PR #4299, opened 2015-12-13
Windows alternate user source access for remote_file

adamedx:
### Windows `remote_file` resource with alternate credentials

The `remote_file` resource now supports the use of credentials on Windows when accessing
a remote UNC path on Windows such as `\\myserver\myshare\mydirectory\myfile.txt`. This
allows access to the file at that path location  even if the Chef client process identity does
not have permission to access the file. The new properties `remote_user`,
`remote_domain`, and `remote_user_password` may be used to specify credentials
with access to the remote file so that it may be read.
#### Properties

The following properties are new for the `remote_file` resource:
-   `remote_user`</br>
  **Ruby types:** String</br>
  _Windows only:_ The user name of a user with access to the remote file specified
  by the `source` property. Default value: `nil`. The user name may optionally be specifed
  with a domain, i.e. `domain\user` or `user@my.dns.domain.com` via Universal Principal Name (UPN)
  format. It can also be specified without a domain simply as `user` if the domain is
  instead specified using the `remote_user_domain` attribute. Note that this property is ignored
  if `source` is not a UNC path. If this property is specified, the `remote_user_password`
  property **must** be specified.
-   `remote_user_password`</br>
  **Ruby types** String</br>
  _Windows only:_ The password of the user specified by the `remote_user` property.
  Default value: `nil`. This property is mandatory if `remote_user` is specified and may only
  be specified if `remote_user` is specified. The `sensitive` property for this resource will
  automatically be set to `true` if `remote_user_password` is specified.
-   `remote_user_domain`</br>
  **Ruby types** String</br>
  _Windows only:_ The domain of the user user specified by the `remote_user` property.
  Default value: `nil`. If not specified, the user and password properties specified
  by the `remote_user` and `remote_user_password` properties will be used to authenticate
  that user against the domain in which the system hosting the UNC path specified via `source`
  is joined, or if that system is not joined to a domain it will authenticate the user
  as a local account on that system. An alternative way to specify the domain is to leave
  this property unspecified and specify the domain as part of the `remote_user` property.

### DIFF
--- a/lib/chef/mixin/user_context.rb
+++ b/lib/chef/mixin/user_context.rb
@@ -49,7 +49,7 @@ class Chef
             logon_session.open
             logon_session.set_user_context
           end
-          block.call
+          yield
         ensure
           logon_session.close if logon_session
         end
--- a/lib/chef/mixin/user_context.rb
+++ b/lib/chef/mixin/user_context.rb
@@ -1,0 +1,62 @@
+#
+# Author:: Adam Edwards (<adamed@chef.io>)
+# Copyright:: Copyright (c) 2015 Chef Software, Inc.
+# License:: Apache License, Version 2.0
+#
+# Licensed under the Apache License, Version 2.0 (the "License");
+# you may not use this file except in compliance with the License.
+# You may obtain a copy of the License at
+#
+#     http://www.apache.org/licenses/LICENSE-2.0
+#
+# Unless required by applicable law or agreed to in writing, software
+# distributed under the License is distributed on an "AS IS" BASIS,
+# WITHOUT WARRANTIES OR CONDITIONS OF ANY KIND, either express or implied.
+# See the License for the specific language governing permissions and
+# limitations under the License.
+#
+
+require "chef/util/windows/logon_session" if Chef::Platform.windows?
+require "chef/mixin/user_identity"
+
+class Chef
+  module Mixin
+    module UserContext
+
+      include Chef::Mixin::UserIdentity
+
+      def with_user_context(specified_user, password, specified_domain = nil, &block)
+        if ! Chef::Platform.windows?
+          raise Exceptions::UnsupportedPlatform, "User context impersonation is supported only on the Windows platform"
+        end
+
+        if ! block_given?
+          raise Exceptions::ArgumentError, "You must supply a block to `with_user_context`"
+        end
+
+        validate_identity(specified_user, password, specified_domain)
+
+        identity = qualify_user(specified_user, specified_domain)
+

Problem >> From the first line to the last, copy every record exactly.

Response area >>
PR #4299, opened 2015-12-13
Windows alternate user source access for remote_file

adamedx:
### Windows `remote_file` resource with alternate credentials

The `remote_file` resource now supports the use of credentials on Windows when accessing
a remote UNC path on Windows such as `\\myserver\myshare\mydirectory\myfile.txt`. This
allows access to the file at that path location  even if the Chef client process identity does
not have permission to access the file. The new properties `remote_user`,
`remote_domain`, and `remote_user_password` may be used to specify credentials
with access to the remote file so that it may be read.
#### Properties

The following properties are new for the `remote_file` resource:
-   `remote_user`</br>
  **Ruby types:** String</br>
  _Windows only:_ The user name of a user with access to the remote file specified
  by the `source` property. Default value: `nil`. The user name may optionally be specifed
  with a domain, i.e. `domain\user` or `user@my.dns.domain.com` via Universal Principal Name (UPN)
  format. It can also be specified without a domain simply as `user` if the domain is
  instead specified using the `remote_user_domain` attribute. Note that this property is ignored
  if `source` is not a UNC path. If this property is specified, the `remote_user_password`
  property **must** be specified.
-   `remote_user_password`</br>
  **Ruby types** String</br>
  _Windows only:_ The password of the user specified by the `remote_user` property.
  Default value: `nil`. This property is mandatory if `remote_user` is specified and may only
  be specified if `remote_user` is specified. The `sensitive` property for this resource will
  automatically be set to `true` if `remote_user_password` is specified.
-   `remote_user_domain`</br>
  **Ruby types** String</br>
  _Windows only:_ The domain of the user user specified by the `remote_user` property.
  Default value: `nil`. If not specified, the user and password properties specified
  by the `remote_user` and `remote_user_password` properties will be used to authenticate
  that user against the domain in which the system hosting the UNC path specified via `source`
  is joined, or if that system is not joined to a domain it will authenticate the user
  as a local account on that system. An alternative way to specify the domain is to leave
  this property unspecified and specify the domain as part of the `remote_user` property.

### DIFF
--- a/lib/chef/mixin/user_context.rb
+++ b/lib/chef/mixin/user_context.rb
@@ -49,7 +49,7 @@ class Chef
             logon_session.open
             logon_session.set_user_context
           end
-          block.call
+          yield
         ensure
           logon_session.close if logon_session
         end
--- a/lib/chef/mixin/user_context.rb
+++ b/lib/chef/mixin/user_context.rb
@@ -1,0 +1,62 @@
+#
+# Author:: Adam Edwards (<adamed@chef.io>)
+# Copyright:: Copyright (c) 2015 Chef Software, Inc.
+# License:: Apache License, Version 2.0
+#
+# Licensed under the Apache License, Version 2.0 (the "License");
+# you may not use this file except in compliance with the License.
+# You may obtain a copy of the License at
+#
+#     http://www.apache.org/licenses/LICENSE-2.0
+#
+# Unless required by applicable law or agreed to in writing, software
+# distributed under the License is distributed on an "AS IS" BASIS,
+# WITHOUT WARRANTIES OR CONDITIONS OF ANY KIND, either express or implied.
+# See the License for the specific language governing permissions and
+# limitations under the License.
+#
+
+require "chef/util/windows/logon_session" if Chef::Platform.windows?
+require "chef/mixin/user_identity"
+
+class Chef
+  module Mixin
+    module UserContext
+
+      include Chef::Mixin::UserIdentity
+
+      def with_user_context(specified_user, password, specified_domain = nil, &block)
+        if ! Chef::Platform.windows?
+          raise Exceptions::UnsupportedPlatform, "User context impersonation is supported only on the Windows platform"
+        end
+
+        if ! block_given?
+          raise Exceptions::ArgumentError, "You must supply a block to `with_user_context`"
+        end
+
+        validate_identity(specified_user, password, specified_domain)
+
+        identity = qualify_user(specified_user, specified_domain)
+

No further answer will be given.